Tiny Mining

Day two – late night wolves

filed under: Lead written by: Martin
Context: > >

Late in the evening (after 200g tuba sashimi, 10 oysters, cabbage and asparagus stir fry) I was looking through my edition of Michael Maier’s Atalanta Fugiens with commentary by H.M.E Jong. I started to follow up the emblem XXIV – the wolf devouring the king with the epigram:

The wolf devoured the king and after the wolf has been burnt, it returned the king to life.

In the commentary from Jong, the wolf is associated with antimony. The king is the philosopher’s stone. Jong quotes from Basil Valentine’s first key (again the image we chose for antimony, for Theun to focus on):

Let my friend know that no impure or spotted things are useful for our purpose. For there is nothing in their leprous nature capable of advancing the interests of our Art. There is much more likelihood of that which is in itself good being spoiled by that which is impure. Everything that is obtained from the mines has its value, unless, indeed, it is adulterated. Adulteration, then, spoils its goodness and its efficacy.

As the physician purges and cleanses the inward parts of the body, and removes all unhealthy matter by means of his medicines, so our metallic substances must be purified and refined of all foreign matter, in order to ensure the success of our task. Therefore, our Masters require a pure, immaculate body, that is untainted with any foreign admixture, which admixture is the leprosy of our metals.

This is from https://alkemia.wordpress.com/library/twelve-keys/the-twelve-keys-of-basil-valentine-part-1/ which is slightly different in translation from the Jong which is nicer – all things that are impure and soiled… Although the “spotted things” makes me think of the Reinsch test – also for antimony – more on this later.

I’m intrigued by the metaphor of the physician, starting to become more attuned to these parallels between metallurgy, working with metals, and the body, particularly in terms of health.

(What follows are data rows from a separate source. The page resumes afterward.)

PR #282, opened 2021-05-18
Feature/add possibility to skip function execution

ZhukovGreen:
closes OAMG-4533, OAMG-4777

Provides the mechanism to skip the execution of any function and replace the returned value of this function with the help of environment variable:
```
CONVERT2RHEL_UNSUPPORTED=1 \
CONVERT2RHEL_DEVEL_SKIP=tainted,kmods_check \
convert2rhel ...
```
will skip the execution of the tainted kernel modules and compatibility of kernel modules checks.

The usage:
```python
@available_for_skipping(aliases=("kmods_check", "supported_kmods"))
def ensure_compatibility_of_kmods():
    ...
```
TODO:
- [ ] integration tests

### DIFF
--- a/convert2rhel/checks.py
+++ b/convert2rhel/checks.py
@@ -24,7 +24,7 @@ import subprocess
 
 from convert2rhel.pkghandler import get_installed_pkg_objects, get_pkg_fingerprint
 from convert2rhel.systeminfo import system_info
-from convert2rhel.utils import get_file_content, run_subprocess
+from convert2rhel.utils import ask_to_continue, get_file_content, run_subprocess
 
 
 logger = logging.getLogger(__name__)
@@ -44,6 +44,7 @@ COMPATIBLE_KERNELS_VERS = {
 
 def perform_pre_checks():
     """Early checks after system facts should be added here."""
+    check_environment()
     check_uefi()
     check_tainted_kmods()
     check_readonly_mounts()
@@ -393,3 +394,9 @@ def _bad_kernel_substring(kernel_release):
         )
         return True
     return False
+
+
+def check_environment():
+    if "CONVERT2RHEL_NOT_SUPPORTED" in os.environ:
+        logger.warning("Variable CONVERT2RHEL_UNSUPPORTED has been detected. Proceed at your own risk.")
+        ask_to_continue()
--- a/convert2rhel/checks.py
+++ b/convert2rhel/checks.py
@@ -24,7 +24,7 @@ import subprocess
 
 from convert2rhel.pkghandler import get_installed_pkg_objects, get_pkg_fingerprint
 from convert2rhel.systeminfo import system_info
-from convert2rhel.utils import ask_to_continue, get_file_content, run_subprocess
+from convert2rhel.utils import ask_to_continue, available_for_skipping, get_file_content, run_subprocess
 
 
 logger = logging.getLogger(__name__)
@@ -65,6 +65,7 @@ def check_uefi():
     logger.debug("Converting BIOS system")
 
 
+@available_for_skipping(aliases=("tainted", "tainted_kernel", "tainted_kmods"))
 def check_tainted_kmods():
     """Stop the conversion when a loaded tainted kernel module is detected.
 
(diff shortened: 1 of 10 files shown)


convert2rhel/checks.py
```diff
@@ -389,3 +393,9 @@ def _bad_kernel_substring(kernel_release):
         )
         return True
     return False
+
+
+def check_environment():
+    if "CONVERT2RHEL_NOT_SUPPORTED" in os.environ:
```
SpyTec, line 399: We should use `CONVERT2RHEL_UNSUPPORTED`
```suggestion
    if "CONVERT2RHEL_UNSUPPORTED" in os.environ:
```

SpyTec (changes requested):

convert2rhel/checks.py
ZhukovGreen: because?

bocekm: I'm fine with unsupported. It's shorter and has the same meaning :)

ZhukovGreen: The prefix of our vars doesn't say we are seeking for shorter vars:) what about C2R_UNSUPPORTED?

bocekm: I expect the variable to be used not only by developers but also by customers. So far we haven't used the abbreviated form C2R or c2r anywhere publicly and I'd refrain from doing so for professional reasons.

SpyTec: Part of the issue it was agreed to use `CONVERT2RHEL_UNSUPPORTED`. It's also similar to leapp's `LEAPP_UNSUPPORTED`. Makes it more consistent 

Currently you have logging that say `Variable CONVERT2RHEL_UNSUPPORTED has been detected` as well

ZhukovGreen:
Two tests passed at https://github.com/oamg/convert2rhel/commit/80ecdbb85efb689ccc6129a7be6da4e933c90e3b

ZhukovGreen:
Two tests passed at https://github.com/oamg/convert2rhel/commit/0d32e4fcdfc9832096ce9b7e9a829c95d7edc3a6

fellipeh (dismissed):
LGTM

ZhukovGreen:
@bocekm @SpyTec I am merging it?

convert2rhel/checks.py
```diff
@@ -64,6 +65,7 @@ def check_uefi():
     logger.debug("Converting BIOS system")
 
 
+@available_for_skipping(aliases=("tainted", "tainted_kernel", "tainted_kmods"))
```
SpyTec, line 68: This approach wouldn't solve OAMG-4533 in a way that still warns the user. We'd be completely blind to any kernel modules that is unsupported or tainted. The only warning we get is that the method is skipped. It would be to our advantage to still print kmods but just changing it to a warning as opposed to critical

Would it be better if we have a decorator that instead just catches the SysExit? Or get another variable like OAMG-4533 discusses with `CONVERT2RHEL_DEVEL_KMOD_CHECK_WARN_ONLY`

SpyTec (changes requested):

bocekm (changes requested):

convert2rhel/checks.py
ZhukovGreen: In terms of `Allow overriding the kmod inhibitor` it is solved, however it is not verobose, you're right.
I suggest introducing some special option into `available_for_skipping` decorator as a separate MR. The current concept is very flexible for extending.

bocekm: You've a got a good point. I'd also prefer the switch to not block the conversion but still run the check. Even for the purpose of integration testing it's better to run all the code and not skip the checks all together.

But mere catching SystemExit would not solve it since there's a couple of logger.critical() calls in checks.py which are supposed to stop the conversion when something unexpected happens.

bocekm: In other words, it seems to me that the "skip" feature is just an alternative solution to "warn only", both having the same goal.
And the only disadvantage of the "warn only" is that the conversion would take a bit longer. Otherwise it has more advantages - the user gets more information and more of the c2r code is being tested.

My suggestion would be:

In the check functions, instead of calling logger.critical(msg) for inhibiting the conversion, call a new function `inhibit_conversion(msg, warn_only_keyword)`, that would either:

- stop the conversion (the default), or
- print the message just as a warning when `CONVERT2RHEL_DEVEL_WARN_ONLY=override_keyword`

ZhukovGreen:
@oamg/convert2rhel-developers 
Guys came up with a better solution. This MR becomes irrelevant and a new one will be introduced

But I want to focus on an emblem which is more connected with lead and stumble on XII which seems to foreshadow the practice of Tiny Mining:

The Stone that Saturn vomited up in place of his son Jupiter, has been placed on the Helicon as a souvenir for the mortals.

Vomiting the stone (in this case Saturn or lead) I always imagined as the last extractive stage of Tiny Mining, provoked at the right time by the community drug Argotine. The Summary of the Discourse (from Maier) is very odd:

The allegory about Saturn is explained in various ways. According to the astronomers Saturn is the last of the planets. In chemical respect he is the humblest of the metals, lead. The poets consider him as being the father of Jupiter, the son of heaven. In mythology he symbolizes time. It is not explained, however, why Saturn eats his children, but devours a stone instead of Jupiter and spits it out again, and why he is called the inventor of truth, why he yields a scythe and serpent, why he is black and conceited and lame. It is thought to be explained as follows:

“Time reveals the truth and produces it from darkness, just as the serpent, which creeps out of darkness. He carries a scythe because, just as Time, he mows everything he produces.”

The devouring and spitting out of stones, however remain unexplained.